### What you are asked to do
The word "ihadeed" may appear in some lines of the data; copy every such line.

### Data under study

========

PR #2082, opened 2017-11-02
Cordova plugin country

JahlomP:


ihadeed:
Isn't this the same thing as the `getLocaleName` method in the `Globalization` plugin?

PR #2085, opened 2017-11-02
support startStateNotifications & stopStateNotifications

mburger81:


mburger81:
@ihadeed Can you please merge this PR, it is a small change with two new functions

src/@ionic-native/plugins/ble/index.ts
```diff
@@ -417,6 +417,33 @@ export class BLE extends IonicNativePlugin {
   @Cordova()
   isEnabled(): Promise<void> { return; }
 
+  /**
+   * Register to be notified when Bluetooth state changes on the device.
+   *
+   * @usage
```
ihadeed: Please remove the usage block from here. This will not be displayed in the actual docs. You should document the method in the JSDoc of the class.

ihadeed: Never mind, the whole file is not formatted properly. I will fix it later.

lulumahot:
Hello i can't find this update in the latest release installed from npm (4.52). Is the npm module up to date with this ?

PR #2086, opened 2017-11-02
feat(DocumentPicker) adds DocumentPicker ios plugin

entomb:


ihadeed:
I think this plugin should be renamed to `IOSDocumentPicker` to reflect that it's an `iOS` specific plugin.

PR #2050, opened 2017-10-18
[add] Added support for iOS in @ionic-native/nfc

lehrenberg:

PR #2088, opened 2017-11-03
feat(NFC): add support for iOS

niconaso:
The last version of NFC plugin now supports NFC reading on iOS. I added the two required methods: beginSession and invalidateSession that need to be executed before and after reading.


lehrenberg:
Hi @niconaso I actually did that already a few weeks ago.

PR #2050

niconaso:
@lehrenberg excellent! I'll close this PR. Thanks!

========

### Solved problem
ihadeed:
@ihadeed Can you please merge this PR, it is a small change with two new functions
ihadeed: Please remove the usage block from here. This will not be displayed in the actual docs. You should document the method in the JSDoc of the class.
ihadeed: Never mind, the whole file is not formatted properly. I will fix it later.
ihadeed:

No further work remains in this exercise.